Going for Brokerage: SEC Report Highlights Best (and Worst) Practices in Cybersecurity Preparedness


February.12.2015

On February 3, 2015, the U.S. Securities and Exchange Commission released a Risk Alert addressing cybersecurity issues at brokerage and advisory firms, along with suggestions to investors on ways they can protect themselves and their online accounts.  FINRA issued a similar, more extensive "Report on Cybersecurity Practices" on the same day. 

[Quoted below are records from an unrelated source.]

PR #4433, opened 2026-08-26
fix: ssdcache drive,volume should parse arrays

### LINKED ISSUE #4432: E-Series array-labelhandling breaks SSD cache and volume mapping labels
PR https://github.com/NetApp/harvest/pull/4413 changed how array-valued ^ labels are serialized in eseries.go — from raw JSON array text to a sorted, comma-joined string. This was needed for the new controller ip address labels, but it's shared code used by every array-typed label across E-Series, and it silently broke two plugins that still expected the old JSON format:

ssdcachecapacity.go — cached_volume_ids/drive_ids labels were parsed with gjson.Parse expecting JSON; with the new comma format this misparses and every SSD cache shows 0 cached volume/drive.
volumemapping.go — list_of_mappings/metadata labels (arrays of objects) hit the same issue; luns, hosts, mapping_types, and workload labels have never been populated since this regression.
Separately, an unrelated pre-existing bug in eseriesperf.go was found during the same investigation: the SSD cache ssd_cache name global label is set on a matrix instance that's discarded before export, so it's always missing from perf metrics.

rahulguptajss:


cmd/collectors/eseries/plugins/volumemapping/volumemapping.go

The National Exam Program Risk Alert, "Cybersecurity Examination Sweep Summary" summarizes cybersecurity practices and policies of 57 registered broker-dealers, and 49 registered investment advisers based on examinations conducted by the SEC's Office of Compliance Inspections and Examinations ("OCIE").  These findings should be reviewed by CISOs and CIOs who have responsibility for cybersecurity protection because they highlight best practices and areas ripe for improvement.  It is reasonable to assume that both the SEC and FINRA will expect firms to review the findings and tailor their own internal assessments and practices to improve their cybersecurity posture, accordingly.  They also underscore that the simplest cyber-related scams (phishing, fraudulent e-mail scams, etc.) are still remarkably successful.
 
By way of background, on March 26, 2014, the SEC sponsored a Cybersecurity Roundtable, highlighting the role of cybersecurity in ensuring the integrity of the market system.  On April 15, 2014, OCIE announced that it would conduct a series of examinations to "assess cybersecurity preparedness in the securities industry and to obtain information about the industry's recent experiences with certain types of cyber threats."  As part of its examination, OCIE explained that it would focus on cybersecurity governance, identification and assessment of cybersecurity risks, protection of networks and information, risks associated with remote customer access and funds transfer requests, risks associated with vendors and third parties, detection of unauthorized activity, and experiences with certain cybersecurity threats.  Although OCIE spent considerable time gathering information relating to practices and policies, it did not conduct any technical review of firms' cybersecurity related programs.
 
Unsurprisingly, the vast majority of broker-dealers (88%) and advisers (74%) reported having experienced a cyberattack of one kind or another.  Among the most common were simple fraudulent e-mail scams, which were successful more than 25% of the time.  And although broker-dealers generally reported these events to the Financial Crimes Enforcement Network (FinCEN), very few reported these cases to law enforcement.
 
There are a number of lessons to be gleaned from the SEC's Alert, including:

  • Surveyed broker-dealers and advisers frequently relied on external standards to model their information security architecture and processes, such as the NIST (National Institute of Standards and Technology). 
  • While most firms conduct periodic firm-wide cybersecurity risk assessments, far fewer subject their vendors – a common point of entry for attackers – to similar scrutiny. 
  • Many firms (particularly financial advisers) failed to require vendors to conduct adequate cybersecurity assessments by not incorporating security requirements into agreements with vendors. 
  • Better-prepared firms made more extensive use of industry information-sharing networks, such as FS-ISAC (the "Financial Services Information Sharing and Analysis Center"), peers and conferences to identify best practices to improve their cybersecurity.
  • For firms that hold customer assets, it is important to define when the firm is responsible for a client's loss associated with a cyber incident, and to implement relevant policies and procedures in advance.  These should be consistent with customer agreements.
  • Unsophisticated fraudulent e-mail scams continue to be a significant problem, and are successful largely because individual employees fail to follow established customer identity verification policies.  It is not enough to implement strong policies and procedures – firms must continually educate, train and remind their employees not to deviate from them.
  • Firms' continued vigilance for insider threat actors appears to be successful, as evidenced by a relatively low incident rate of employee misconduct resulting in misappropriation of funds or securities.
  • About one-half of broker-dealers and one-fifth of advisers maintain insurance for losses caused by cybersecurity incidents, a measure that many firms may wish to consider.

Takeaways:  OCIE's examination says a lot about what the SEC and other regulatory bodies think should be emphasized in cybersecurity.  Firms should consider themselves on notice of what is expected, and where they should turn their attention.  It is no longer enough to focus on improving the technical security defenses and measures of their own network through encryption or cyber-threat intelligence sharing.  Firms must also spend resources to address cybersecurity vulnerabilities introduced into their network through third-party vendors, and improve security training of internal employees to ensure strict compliance with established security programs and identity authentication protocols.